If Mrs. Roosevelt had one political speciality, it was youth. And from a politician's point of view, youth is important because it is
going to have votes and is going to vote a long time, while many of the soundest party voters are old or, indeed, dead. But although it is very necessary to cultivate youth, it is hard to do so ; for the young, if gullible in some ways, are shrewd enough in others, and they are especially good at seeing through the personal ambitions of politicians. They did not see through Mrs. Roosevelt, since there was nothing to see through to ; no hidden ambition, no desire to pull a fast one on some rival—just sympathy, just a desire to help, just, perhaps, a memory of a not very happy youth, for thcre are
more ways than one of being under-privileged. And Mrs. Roosevelt
not merely wanted to help materially, she wanted to help by candour. When Communist stooges protested against the war-mongers in the White House who were fomenting the war on the only front then in existence, in Britain, Mrs. Roosevelt spoke her vigorous mind to her fractious and factious young people. They may not have liked it, but their parents did.

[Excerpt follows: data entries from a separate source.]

PR #152, opened 2018-09-20
Speed slider slow down

### LINKED ISSUE #151: Speedslider slows down the entire program
Should only slow down the video

henpe071:
Updating the frame on the video by drawing the slider or clicking next frame is no longer tied to the speed slider's value.

Added notifys when the analysis slider value is changed to increase the speed and added some locks in the videowidget to prevent som sync problems.

Fixes #151

### DIFF
--- a/ViAn/Video/videoplayer.cpp
+++ b/ViAn/Video/videoplayer.cpp
@@ -114,6 +114,7 @@ void VideoPlayer::check_events() {
                 wait_load_read();
             } else if (current_frame != m_frame->load() && m_video_loaded->load()) {
                 set_frame();
+                qDebug() << "after set frame";
             }
         } else {
             // Timer condition triggered. Update playback speed if nessecary and read new frame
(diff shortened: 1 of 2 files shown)


niklasniklas:
Works fine!

ViAn/Video/videoplayer.cpp
```diff
@@ -115,13 +116,13 @@ void VideoPlayer::check_events() {
             } else if (current_frame != m_frame->load() && m_video_loaded->load()) {
                 set_frame();
             }
-        } else {
+
             // Timer condition triggered. Update playback speed if nessecary and read new frame
```
fredrikiselius: The comment is misleading as we no longer read the frame after a speed update

fredrikiselius (commented):
Codewise the changes looks fine. Haven't tried them yet. As a reminder, we need to be careful with locks in the main thread since if a lock is busy it will halt the gui until it the lock be acquired

fredrikiselius:
I've tested it now as well. Everything seems to be working fine

PR #155, opened 2018-10-08
State on video

henpe071:
Gave the video its own state which will update directly when the sliders in the manipulatorwidget are changed.

The apply button will update the current selected tag_frame or all tag_frames in the current label depending on what is selected in the project tree. It will also be disabled when the values haven't changed.

### DIFF
--- a/ViAn/GUI/mainwindow.cpp
+++ b/ViAn/GUI/mainwindow.cpp
@@ -119,7 +119,7 @@ MainWindow::MainWindow(QWidget *parent) : QMainWindow(parent){
     manipulator_dock->close();
 
     connect(manipulator_wgt, &ManipulatorWidget::values, video_wgt, &VideoWidget::update_brightness_contrast);
-    connect(manipulator_wgt, &ManipulatorWidget::update_tag, video_wgt, &VideoWidget::update_tag);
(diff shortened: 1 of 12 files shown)


niklasniklas:
Bugs:
Didn't get the Apply for a label to work

Other comments (feature changes):
* The video and all of its' analysies should share the same state.
* All tags (both ordinalry and drawingtags) should have the same behaviour.
* If you are on a label or the "Drawing tag" and change brightness and press apply - all tags under it should be updated with the new brightness. Do not update zoom. 
* Every single tag (or drawingtag) should have a "update tag" with similar behaviour when re-tagging a tag using "T". This also updates zoom.

niklasniklas:
* Retagging av tag ("T") should also update brightness and contrast

* The label should not have its own brightness and contrast. 
** You want to be able to stand on a tag and adjust it (to a good b&c setting)
** then select the label and press apply for it to be applied to all tags
* If there is no "temporary" setting for the label to read, use the parent-video settings

henpe071:
Think I have fixed everything as wanted. However, as a side effect of fixing the update tag in the context menu, you can now use the arrow keys to navigate throught the project tree.

PR #162, opened 2018-10-15
Rotation

### LINKED ISSUE #116: Rotation and analysis
Make it possible to perform an analysis on a rotated video

henpe071:
Things rotates as  they should. This involves zoom rect, drawings and their bounding boxes, analysis selection rect, detection boxes and analysis details. They should all rotates with the video then it's rotated and handle drawing them on a rotated video.

NOTE:
Text does not rotate as everything else. Since text only consists of a single point and will always print horizontally you can't rotate it in the same way. Currently the the bounding box for the drawing rotates and the drawing will be printed from the point. I tried a quick solution to print the text on another mat and then rotate and fuse them back together. I didn't get it to work completly correct and if it would work the text would look like a watermark. This needs more discussion on how it should be but I save it for later in the meantime and put it as an issue.

Closes #116


niklasniklas:
Works fine!

ViAn/GUI/framewidget.cpp
```diff
@@ -189,7 +189,33 @@ void FrameWidget::set_anchor(QPoint p) {
...
-    if (m_vid_proj) m_vid_proj->get_video()->state.scale_factor = scale_factor;
+    if (m_vid_proj) {
+        m_vid_proj->get_video()->state.scale_factor = scale_factor;
+    }
+}
+
+/**
+ * @brief FrameWidget::set_rotation
+ * Slot function for updating framewidget after rotation have been done
+ * This will update the zoom rect coordinates
```
fredrikiselius: Should be mentioned that it updates the current video project state as well
```suggestion
 * Updates the zoom rectangle coordinates as well as the rotation held by the current video project state
```

ViAn/GUI/framewidget.cpp
```diff
@@ -430,8 +479,9 @@ void FrameWidget::mousePressEvent(QMouseEvent *event) {
         init_panning(event->pos());
         break;
     default:
+        // Rotate here
         bool right_click = (event->button() == Qt::RightButton);
-        emit mouse_pressed(scaled_pos, right_click);
+        emit mouse_pressed(rotate(scaled_pos, 360-m_rotation, true), right_click);
```
fredrikiselius: 360 should be made into a constant

ViAn/GUI/framewidget.cpp
```diff
@@ -455,7 +505,7 @@ void FrameWidget::mouseReleaseEvent(QMouseEvent *event) {
         end_panning();
         break;
     default:
-        emit mouse_released(scaled_pos, false);
+        emit mouse_released(rotate(scaled_pos, 360-m_rotation, true), false);
```
fredrikiselius: constant here as well

ViAn/GUI/framewidget.cpp
```diff
@@ -612,12 +661,28 @@ void FrameWidget::panning(QPoint pos) {
...
+ * @param pos           : Point to be rotated
+ * @param rotation      : Rotation
+ * @param swap          : If the width and height might need to be swaped
+ * @return
+ */
+QPoint FrameWidget::rotate(QPoint pos, int rotation, bool swap) {
+    int width = m_org_image.cols;
+    int height = m_org_image.rows;
+
+    if (swap && (rotation == 90 || rotation == 270)) {
```
fredrikiselius: fix constants

ViAn/Video/shapes/pen.cpp
```diff
@@ -45,14 +45,16 @@ cv::Mat Pen::draw(cv::Mat &frame) {
  * @param scale_factor - Zoom factor, used to scale drawing.
  * @return Returns the frame with drawing.
  */
-cv::Mat Pen::draw_scaled(cv::Mat &frame, cv::Point anchor, double scale_factor) {
+cv::Mat Pen::draw_scaled(cv::Mat &frame, cv::Point anchor, double scale_factor, int angle, int width, int height) {
```
fredrikiselius, line 54: Since this combination of parameters are used in several functions it might be a good idea to wrap them into a struct in order to increase readability

ViAn/utility.cpp
```diff
@@ -152,3 +152,34 @@ cv::Rect Utility::from_qrect(QRect rect) {
...
+ * @brief Utility::rotate
+ * Rotate the given point by the given rotation
+ * @param pos           : Point to be rotated
+ * @param rotation      : Wanted rotation
+ * @param width         : Width of frame
+ * @param height        : Height of frame
+ * @return              : Rotated point
+ */
+QPoint Utility::rotate(QPoint pos, int rotation, int width, int height) {
+    const double DEGREE_TO_RADIAN_FACTOR = M_PI / 180;
```
fredrikiselius: Should be assigned in the Utility namespace instead of the function so it isn't reassigned at every call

For all the social .aims and achievements of the New Deal, Mrs. Roosevelt is a campaigner and for her fellow- workers a symbol. The politicians, the real politicians, no longer sneer, though they may grumble. I have once or twice made the experiment of suggesting possible presidential names to various practical politicians of the "get out the vote school." All of the male New Dealers leave them cold. "Couldn't carry his own precinct" is a fairly standard comment. "But, then, who have you got for 1944 or whenever F. D. R. finally retires? What about
Mrs. Roosevelt?" And there has more than once come into the computing eyes of these statesmen a look that is not hope, not fear, but rather speculative wonder. I don't expect Mrs. Roosevelt to enter the White House in her own right, but odder things have happened—not much odder, perhaps, but odder all the same.
And if it ever came about, it would be because Mrs. Roosevelt has never played politics or for her own hand. No wonder the regulars do not lotow what to make of her, any more than " nice " people did or, perhaps, do.